BEGIN DATASET EXTRACT

PR #85, opened 2020-08-19
Pagination for text lists

donni106:
This pull request introduces pagination for text lists. This will improve performance and usability significantly, as only a bunch of data is requested at a time. If there are plenty of data for a list, it takes too much time to query and render everything at one time.

Please see the commits for more details.

### DIFF
--- a/src/components/TextList.js
+++ b/src/components/TextList.js
@@ -2,7 +2,7 @@ import PropTypes from 'prop-types';
 import React from 'react';
 import { ActivityIndicator, FlatList } from 'react-native';
 
-import { normalize } from '../config';
+import { colors, normalize } from '../config';
 import { TextListItem } from './TextListItem';
 
 export class TextList extends React.PureComponent {
@@ -25,7 +25,9 @@ export class TextList extends React.PureComponent {
         )}
         ListFooterComponent={
           data.length > 10 &&
-          !listEndReached && <ActivityIndicator style={{ margin: normalize(14) }} />
+          !listEndReached && (
+            <ActivityIndicator color={colors.accent} style={{ margin: normalize(14) }} />
+          )
         }
         onEndReached={() => this.setState({ listEndReached: true })}
       />
--- a/src/components/TextList.js
+++ b/src/components/TextList.js
@@ -12,6 +12,20 @@ export class TextList extends React.PureComponent {
 
   keyExtractor = (item, index) => `index${index}-id${item.id}`;
 
+  onEndReached = async () => {
+    const { query, fetchMoreData } = this.props;
+
+    if (fetchMoreData) {
+      // if there is a pagination, the end of the list is reached, when no more data is returned
+      // from partially fetching, so we need to check the the data to determine the lists end
+      const { data: moreData } = await fetchMoreData();
+
+      this.setState({ listEndReached: !moreData[query].length });
+    } else {
+      this.setState({ listEndReached: true });
+    }
+  };
+
   render() {
     const { listEndReached } = this.state;
     const { data, navigation, noSubtitle } = this.props;
@@ -29,7 +43,8 @@ export class TextList extends React.PureComponent {
             <ActivityIndicator color={colors.accent} style={{ margin: normalize(14) }} />
           )
         }
-        onEndReached={() => this.setState({ listEndReached: true })}
+        onEndReachedThreshold={0.5}
+        onEndReached={this.onEndReached}
       />
     );
   }
@@ -38,7 +53,9 @@ export class TextList extends React.PureComponent {
 TextList.propTypes = {
   navigation: PropTypes.object.isRequired,
   data: PropTypes.array.isRequired,
-  noSubtitle: PropTypes.bool
+  noSubtitle: PropTypes.bool,
+  query: PropTypes.string,
+  fetchMoreData: PropTypes.func
 };
 
 TextList.defaultProps = {
--- a/src/queries/eventRecords.js
+++ b/src/queries/eventRecords.js
@@ -1,8 +1,8 @@
 import gql from 'graphql-tag';
 
 export const GET_EVENT_RECORDS = gql`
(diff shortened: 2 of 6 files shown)


src/components/TextList.js
```diff
@@ -29,7 +43,8 @@ export class TextList extends React.PureComponent {
             <ActivityIndicator color={colors.accent} style={{ margin: normalize(14) }} />
           )
         }
-        onEndReached={() => this.setState({ listEndReached: true })}
+        onEndReachedThreshold={0.5}
```
SoleCincis, line 46: what is this 0.5 ?

src/components/TextList.js
```diff
@@ -12,6 +12,20 @@ export class TextList extends React.PureComponent {
...
+  onEndReached = async () => {
+    const { query, fetchMoreData } = this.props;
+
+    if (fetchMoreData) {
+      // if there is a pagination, the end of the list is reached, when no more data is returned
+      // from partially fetching, so we need to check the the data to determine the lists end
+      const { data: moreData } = await fetchMoreData();
+
+      this.setState({ listEndReached: !moreData[query].length });
+    } else {
```
SoleCincis, line 24: this determine the end of lists ?

src/screens/IndexScreen.js
```diff
@@ -209,10 +218,26 @@ export class IndexScreen extends React.PureComponent {
...
+            fetchMore({
+              variables: {
+                offset: listItems.length
+              },
+              updateQuery: (prevResult, { fetchMoreResult }) => {
+                if (!fetchMoreResult || !fetchMoreResult[query].length) return prevResult;
+
+                return { [query]: [...prevResult[query], ...fetchMoreResult[query]] };
+              }
+            });
```
SoleCincis, line 231: please here I need an explanation line by line ,   [Offset-based](https://www.apollographql.com/docs/react/v2.4/features/pagination/#offset-based) didn't help me

src/screens/HomeScreen.js
```diff
@@ -323,7 +323,7 @@ export const HomeScreen = ({ navigation }) => {
                             params: {
                               title: 'Veranstaltungen',
                               query: 'eventRecords',
-                              queryVariables: { order: 'listDate_ASC' },
+                              queryVariables: { limit: 15, order: 'listDate_ASC' },
                               rootRouteName: 'EventRecords'
                             }
                           })
```
SoleCincis, line 329: limit of 15 queryVariables per time

src/queries/eventRecords.js
```diff
@@ -1,8 +1,8 @@
 import gql from 'graphql-tag';
 
 export const GET_EVENT_RECORDS = gql`
-  query EventRecords($limit: Int, $order: EventRecordsOrder) {
-    eventRecords(limit: $limit, order: $order) {
+  query EventRecords($limit: Int, $offset: Int, $order: EventRecordsOrder) {
+    eventRecords(limit: $limit, skip: $offset, order: $order) {
```
SoleCincis, line 5: offset = asking for the next two in the list?

src/screens/IndexScreen.js
SoleCincis: I expected offset to be an integer..

src/components/TextList.js
donni106: Are you asking for `onEndReachedThreshold` or what the value 0.5 achieves?
Have you checked the official React Native documentation? Both is described there: https://reactnative.dev/docs/flatlist#onendreachedthreshold
Maybe in this StackOverflow it is more detailed: https://stackoverflow.com/questions/39366356/what-onendreachedthreshold-really-means-in-react-native

src/components/TextList.js
donni106: `onEndReached` of a FlatList in React Native is triggered, when a user scrolled at the end: https://reactnative.dev/docs/flatlist#onendreached

We pass this method to the prop to call its logic.
With pagination, the end of a list is reached multiple times, because data gets loaded in partially fetched batches. We have a state variable to save the real end.
If there is a pagination, the real end of the list is reached, when no more data is returned from partially fetching, so we need to check the the data to determine the lists end.
Otherwise, without pagination, the end is reached when the lists end is reached. We do not need further logics and can set the variable.

src/screens/IndexScreen.js
donni106: correct, `offset` needs to be an integer/a number.

`fetchMore` is the method from Apollos query component to fetch data in batches. So with pagination we want exactly that. Maybe you can search for general articles about pagination, when the specific one is too detailed?
We call that method everytime a user scrolls at the end of a list to fetch more data to append to the list. The offset increases with every call, because the list gets more items with every call.
`updateQuery` is the callback method from Apollo, which needs to be used to add newly fetched data (`fetchMoreResult `) to the existing list (`prevResult`).
As you can see in Insomnia for example, our returned data from the server is always in a schema like
```
{
  "data": {
    "eventRecords": [
      ...
    ]
  }
}
```

`query` is the type, for example `eventRecords`
So the return of `updateQuery` in `fetchMore` is `{ "eventRecords": [...]  }`, as we need it to work with the data passed to the list. It must be the same structure as the initial call.

src/screens/HomeScreen.js
donni106: no. `limit` is a query variable with the value 15.

src/queries/eventRecords.js
donni106: with `offset`, the query returns not from the first element, but from the element index given per `offset` query variable.

src/screens/HomeScreen.js
SoleCincis: [queries-limit](https://www.postgresql.org/docs/8.2/queries-limit.html ) not helping me ... 
why do you set 15 as a value for the query variable limit ?

donni106: From your link:

> If a limit count is given, no more than that many rows will be returned

We want to request max. 15 items with every request.

PR #87, opened 2020-08-24
feat(network error): retry authentication with forcing new token

donni106:
- added logic on network error while `auth()` on app
  start to retry the authentication with a forced fresh
  token request
  - if the app fails once with the default logic, the
    app tries the request again with requesting a new
    auth token
  - this can only be done once, otherwise we could
    crash in an endless loop of retries

---

This feature makes it possible to switch secrets and change the main server without problems. This was necessary for smooth development.

### DIFF
--- a/src/auth.js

END DATASET EXTRACT

_PROBLEM DESCRIPTION_:
Every line that contains the string "needs" should be returned from the data.

_TASK RESULT_:
donni106: correct, `offset` needs to be an integer/a number.
`updateQuery` is the callback method from Apollo, which needs to be used to add newly fetched data (`fetchMoreResult `) to the existing list (`prevResult`).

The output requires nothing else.